Sep 21st, 2015 by Scott Hebert
Porter defined two variables to describe generic business strategies — strategic advantage and targeted industry segments. Strategic advantage defines whether the company will pursue a low-cost provider strategy or instead try to differentiate based on uniqueness. The number of targeted industry segments determines whether the company will focus on all segments of the market or instead focus on a smaller niche (De Kluyver & Pearce, 2012). Although these are only generic strategies, it is useful to begin strategy formulation or analysis based on these generic business unit strategies.

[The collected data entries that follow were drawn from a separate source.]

Issue #8514, opened 2025-01-21
Error: unknown parameter 'tfs_z'


art4key:
### What is the issue?

```
PS C:\Projects\project> ollama cp llama3.1 project
copied 'llama3.1' to 'project'
PS C:\Projects\project> ollama create project -f modelfile
gathering model components 
Error: unknown parameter 'tfs_z'
```

By specifying the tfs_z parameter in Modelfile I get an error that this parameter is unknown, however in previous versions of ollama (<0.5.0) it worked stably.

This parameter appears in the documentation https://github.com/ollama/ollama/blob/main/docs/modelfile.md, but creating a model with it is impossible.

### OS

Windows

### GPU

Nvidia

### CPU

AMD

### Ollama version

0.5.7

rick-github:
https://github.com/ollama/ollama/issues/8252

PR #8515, opened 2025-01-21
Remove tfs_z from documentation.

rick-github:
tfs_z was removed from llama.cpp in https://github.com/ggerganov/llama.cpp/pull/10071 and the vendor sync in https://github.com/ollama/ollama/pull/7875 propagated it into ollama.

Fixes: https://github.com/ollama/ollama/issues/8514


jmorganca (approved):
Good catch and thanks!

PR #8524, opened 2025-01-22
Remove reference to the deleted examples folder

danielpunkass:
The documentation links the reader to an examples folder which no longer exists.


jmorganca (approved):
Thanks!

PR #8540, opened 2025-01-22
Update README.md added deepseek-r1

olumolu:


daanrongen (approved):

xarillian:
Seems unnecessary? This isn't a list of models that can be downloaded, but a number of examples.

zakk616 (commented):
**command is invalid**
below is the command that works:
`ollama run deepseek-r1:7b`

olumolu:
No its not r1 will take 7B by default. No need to mention the model parameters.

BruceMacD:
I've pushed a change to add DeepSeek to the README. I appreciate that you took the time to do this, thanks!

PR #8551, opened 2025-01-23
Readme - add LlmTornado to libraries

lofcz:
There is already [OllamaSharp](https://github.com/awaescher/OllamaSharp) for .NET, however, business applications often need to rely on a mixture of open-weights and commercial models, hence why I created [LlmTornado](https://github.com/lofcz/LlmTornado) about a year ago. We provide an Ollama demo in our readme and have Ollama inference tests in our test suite. OllamaSharp offers a rich Ollama-specific API, we merely use the OAI-compatibility, nevertheless, I believe this could be a useful addon to the list of libraries.


jmorganca (approved):
Thanks!

PR #8567, opened 2025-01-24
build: support Compute Capability 5.0, 5.2 and 5.3 for CUDA 12.x

prusnak:
CUDA 12.x still supports Compute Capability 5.0, 5.2 and 5.3, so let's build for these architectures as well

I have a GPU with CC 5.2 and confirmed that before the change ollama crashes, afterwards it works just fine.

source: https://stackoverflow.com/questions/28932864/which-compute-capability-is-supported-by-which-cuda-versions

### DIFF
--- a/CMakePresets.json
+++ b/CMakePresets.json
@@ -28,7 +28,7 @@
       "name": "CUDA 12",
       "inherits": [ "CUDA" ],
       "cacheVariables": {
-        "CMAKE_CUDA_ARCHITECTURES": "60;61;62;70;72;75;80;86;87;89;90;90a"
+        "CMAKE_CUDA_ARCHITECTURES": "50;52;53;60;61;62;70;72;75;80;86;87;89;90;90a"
       }
     },
     {
--- a/discover/cuda_common.go
+++ b/discover/cuda_common.go
@@ -57,7 +57,8 @@ func cudaVariant(gpuInfo CudaGPUInfo) string {
 		}
 	}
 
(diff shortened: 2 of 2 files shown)


prusnak:
fixes #8606

prusnak:
fixes https://github.com/ollama/ollama/issues/8653

prusnak:
rebased on top of the current `main` branch

jmorganca:
Thanks for rebasing @prusnak. LGTM - @mxyng possible to take a look?

jmorganca (approved):

mxyng:
This change likely isn't sufficient to fully enable compute capabilities 5.0, 5.2, or 5.3 for CUDA 12. Ollama selects CUDA 12 iff compute capability >= 6.0 _and_ drive >= 12.1: https://github.com/ollama/ollama/blob/main/discover/cuda_common.go#L60

@dhiltgen can provide more details

dhiltgen (changes requested):
Please remove the check for computeMajor here https://github.com/ollama/ollama/blob/main/discover/cuda_common.go#L60 so that the official builds of Ollama that include both v11 and v12 runners will use v12 as long as the driver is new enough.

Without this change, the current PR only works for users building from source that only have v12.

prusnak:
updated `discover/cuda_common.go` like requested by @dhiltgen

prusnak:
> Can you shed light on the last condition?

Found the reason in f29b167e1af8a7c0e8a15044584826432aff76d8

Updated `discover/cuda_common.go` like requested by @dhiltgen and added a comment in 163463cba51ea8e2ae503212b15f4b7192591cc7

dhiltgen (approved):

dhiltgen:
fixes #6930

PR #8587, opened 2025-01-26
llm: update library lookup logic now that there is one runner

jmorganca:
This removes the `runners` package now that there is only a single runner executable built (the `ollama` binary itself!). It tries to minimize changes to `discover` and `gpu` where possible.


ml/backend/ggml/ggml/src/ggml-cpu/cpu.go
```diff
@@ -1,5 +1,6 @@
 package cpu
 
+// #cgo CFLAGS: -Wno-implicit-function-declaration
```
jmorganca, line 3: This was causing build errors on windows

discover/gpu.go
```diff
@@ -517,11 +516,15 @@ func FindGPULibs(baseLibName string, defaultPatterns []string) []string {
...
 	// Start with our bundled libraries
-	patterns := []string{}
-	for _, d := range LibraryDirs() {
-		patterns = append(patterns, filepath.Join(d, baseLibName))
+	exe, err := os.Executable()
+	if err != nil {
+		return []string{}
 	}
 
+	libDir := filepath.Join(filepath.Dir(exe), envconfig.LibRelativeToExe(), "lib", "ollama")
```
mxyng, line 524: maybe out of scope but this isn't actually configured by the environment. consider merging it into this package

discover/gpu.go
```diff
@@ -517,11 +516,15 @@ func FindGPULibs(baseLibName string, defaultPatterns []string) []string {
...
+	var patterns []string
+	patterns = append(patterns, filepath.Join(libDir, baseLibName))
```
mxyng, line 526:
```suggestion
	patterns := []string{filepath.Join(libDir, baseLibName)}
```

llm/server.go
```diff
@@ -87,12 +86,45 @@ func LoadModel(model string, maxArraySize int) (*GGML, error) {
...
+
+		// development paths
+		filepath.Join(exeDir, "build", "lib", "ollama"),
+		filepath.Join(cwd, "build", "lib", "ollama"),
+	}
+	for _, p := range paths {
+		if _, err := os.Stat(p); err == nil {
+			return p, nil
+		}
+	}
```
mxyng, line 119:
```suggestion
	paths := []string{
		filepath.Join(exeDir, envconfig.LibRelativeToExe()),

		// development paths
		filepath.Join(exeDir, "build"),
		filepath.Join(cwd, "build"),
	}
	for _, p := range paths {
		if _, err := os.Stat(filepath.Join(p, "lib", "ollama")); err == nil {
			return p, nil
		}
	}
```

ml/backend/ggml/ggml/src/ggml-cpu/cpu.go
mxyng: Can you elaborate? I haven't seen those errors before

discover/gpu.go
jmorganca: Was thinking the same thing. It's used in a few places so I'll revisit in a follow up since I think most of them can be eliminated

ml/backend/ggml/ggml/src/ggml-cpu/cpu.go
jmorganca: I only see it on Windows with MinGW. I'll remove and we can add it back in a follow up if its needed

PR #8612, opened 2025-01-27
Teach ollama to be patient

MayorUshanka:
Ollama has very stupid download behavior. It buffers in memory for way too long then dumps a huge buffer all at once to disk. This overloads my hard disk, brings the entire computer to a crawl. This takes more than 5 seconds to recover, and so ollama just gives up the download and starts over at 0. 

This fixes the bug.

### DIFF
--- a/server/download.go
+++ b/server/download.go
@@ -365,7 +365,7 @@ func (b *blobDownload) downloadChunk(ctx context.Context, requestURL *url.URL, w
 				lastUpdated := part.lastUpdated
 				part.lastUpdatedMu.Unlock()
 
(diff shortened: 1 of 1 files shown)


fredroo (approved):

fredroo:
@MayorUshanka same problem here, start from 0% again and again

jmorganca:
Hi @MayorUshanka, thanks so much for the PR. https://github.com/ollama/ollama/pull/8831 raised the timeout from 5s to 30s. This should alleviate some of the issues seen where the download progress reverses. If you're still seeing issues, feel free to open a PR that increases it further.

PR #8621, opened 2025-01-27
Small typo in api.md

KeerthiNingegowda:
The /api/chat endpoint has 'messages' as a parameter - the subsequent description of 'messages' object is misspelled as 'message'.


mchiang0610:
Hey! Thank you for the contribution. I really appreciate it. In this case, it is worded correctly. It's a 'message' in the list of 'messages'.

Both Daniel and Tyler have adequately pointed out that GM is employing a differentiation strategy to separate themselves from their competitors. What has not been addressed as closely is how many market segments GM is targeting in the car and light truck industry. GM is using its various brands to target all segments of the industry. Chevrolet is the flagship brand and targets the largest segment of consumers. Cadillac is a luxury brand and focused on high-end buyers. The GMC brand is focused on buyers that need higher quality vehicle construction. Finally, Buick targets mid-range consumers looking for something more stylish than a traditional Chevrolet, but too cost-conscience for the Cadillac brand (General Motors, 2015). If you look at each brand individually, they are operating in a focused, niche in the industry. But, as a whole, General Motors is clearly targeting the entire car and light truck industry with their multiple brands.
De Kluyver, C. & Pearce, J. (2012). Strategy: A View From the Top (4th ed.). Boston: Prentice Hall.